# Can't get HD from Blu-Ray Player



## minder (Jun 25, 2013)

I have a Samsung Plasma TV PN50A550S1FXZA and a Sony Blu-Ray BDP S3100. I am directly connected via a high speed HDMI cable. Using this set-up, I can only get the TV to display up to 480p. At higher resolutions it either doesn't display or it displays audio/video normally for anywhere from 5-30 seconds and then goes blank and I get a TV message saying searching for signal. It will continue intermittently like that. I have tried different cables and different ports on the TV. The player appears to work normally when connected to a different Panasonic TV. I have not been able to find anything in the settings of either to fix this problem. The TV displays normally from an older Sony Blu-Ray player and Directv DVR.

Thoughts or suggestions?


----------



## hjones4841 (Jan 21, 2009)

You said you have looked thru the menus - did that include the blu ray player's output resolution setting?


----------



## minder (Jun 25, 2013)

Yes.

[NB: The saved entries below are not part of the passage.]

PR #475, opened 2019-04-25
Hail locket: convert user & team pages to use css modules

modernserf:
## Links
* Remix link: https://hail-locket.glitch.me/

## Changes
* replace styles for user & team page with CSS modules
* move un-modularized styles (eg. project containers, team members, analytics, popovers) into `:global` scope of css modules
* delete unused styles

## How To Test
* verify user & team pages look & work correctly

## Feedback I'm looking for
* is this a reasonable strategy for modularizing CSS without going "full component"?


src/components/data-loader/index.js
```diff
@@ -28,6 +28,6 @@ DataLoader.propTypes = {
 };
 DataLoader.defaultProps = {
   renderError: () => 'Something went wrong, try refreshing?',
-  renderLoader: () => Loader,
+  renderLoader: () => <Loader />,
```
sheridanvk: Could it make sense to storybook this component with basic non-default loader, to make it clear what the difference between this and the Loader component are? And/or should we rename Loader to LoaderAnimation, as that's really all it is?

src/presenters/pages/team.styl
```diff
@@ -0,0 +1,110 @@
+@import "../../components/constants"
```
sheridanvk: could use aliased path here: 'Components/constants'

src/presenters/pages/team.js
```diff
@@ -60,6 +60,25 @@ const TeamPageCollections = ({ collections, team, currentUser, currentUserIsOnTe
...
+    <div>
+      <Heading tagName="h4">Teams are in beta</Heading>
+      <Text>Learn More</Text>
+    </div>
+  </a>
+);
+
+const ProjectPals = () => (
+  <aside className="inline-banners add-project-to-empty-team-banner">
+    <div className="description-container">
```
sheridanvk: So would the idea for this part be to move the styles from styles/includes/inline-banners.styl into team.styl in a future PR, and then switch out these classnames here with styles. classnames?

sheridanvk:
Noticed a regression in the grid for recent projects relative to production
Screenshot 2019-04-26 at 3 20 19 PM

src/components/data-loader/index.js
modernserf: This is a bugfix for a different PR

sheridanvk:
This approach seems good overall - I'm wondering if we should just try to do this without :global though, as otherwise we'll have to do another pass on these down the line to have full clarity on where the CSS is being used. I tried taking :global out in a remix (https://remix-hail-locket.glitch.me/@glitch), and that worked pretty well tbh - the only issue I see is a messed up margin underneath Recent Projects. I wonder if we could just try doing that and see whether it's close enough to just fix the difference, as that way we'd know for sure that these styles were only used here?

And actually I think that bottom margin needs to be in the ProjectList component (between the projects container and the pagination bar), which apparently doesn't have a storybook entry - maybe we would have caught it there.

What do you think?

sheridanvk:
Here's what the grid looks like in prod - the project elements are always the same height as each other:
Screenshot 2019-04-26 at 3 41 49 PM
Screenshot 2019-04-26 at 3 42 09 PM

sheridanvk:
And @modernserf pointed out to me that I was missing some of the :global selectors - we definitely need them for now!

src/presenters/pages/team.styl
modernserf: are you sure about that?

modernserf:
Updated with correct medium-width layout
Screen Shot 2019-04-29 at 10 17 53 AM

src/presenters/pages/team.styl
sheridanvk: ahhh I seem to have only added the aliases to .js in webpack:
  resolve: {
    extensions: ['.js'],
    alias: aliases,
  }
we have to add .styl there for this to work (and possibly we have to add this to .eslintrc.js also). I can file a ticket on myself to do that, or you could add it to this PR if you want.

PR #477, opened 2019-04-26
Quixotic rocket: Use the rest api in current-user.js

GregWeil:
## Links
https://glitch.fogbugz.com/f/cases/3327984/Use-the-new-api-for-user-management

## Changes:
Gets rid of some calls to the old api and replaces them with equivalent rest api calls

## How To Test:
Try signing in and out, and use different pages on the site to make sure they aren't broken from a new data layout or something

### DIFF
--- a/src/state/current-user.js
+++ b/src/state/current-user.js
@@ -129,11 +129,13 @@ class CurrentUserManager extends React.Component {
   }
 
   async getSharedUser() {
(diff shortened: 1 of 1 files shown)


oliviacpu:
👀

oliviacpu:
I am getting that same warning on another remix now so this is probably fine.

Default is Auto. I forced it to 480p while troubleshooting to discover what worked and what didn't. While on Auto it will try to display the native source format, which is typically higher than 480p at which point the signal becomes intermittent.


----------



## tonyvdb (Sep 5, 2007)

I would try a different HDMI cable for starters.
How long is the HDMI cable your currently using?


----------



## minder (Jun 25, 2013)

I have tried 3 different cables. All less than 6 feet.


----------



## B- one (Jan 13, 2013)

Is the firmware up to date? Not sure but it may help if not. Why don't you just use the older player on the Samsung and the other on the Panasonic? But maybe I'm missing something.


----------



## minder (Jun 25, 2013)

Firmware is up to date on the BluRay. I have never updated the firmware on the TV, but the release notes indicate it would probably not address connection issues. I want a newer player with WiFi and streaming apps for our main room. The kids get the old player.


----------



## B- one (Jan 13, 2013)

Is the bluray player returnable? I don't know how old your tv or your player are, but if there current models maybe you could try the same set up at store that sells the same gear. Then you could see maybe a step you may have wrong in the setup or find for some reason the units don't work together possibly. At least if you can return it you can try other players.


----------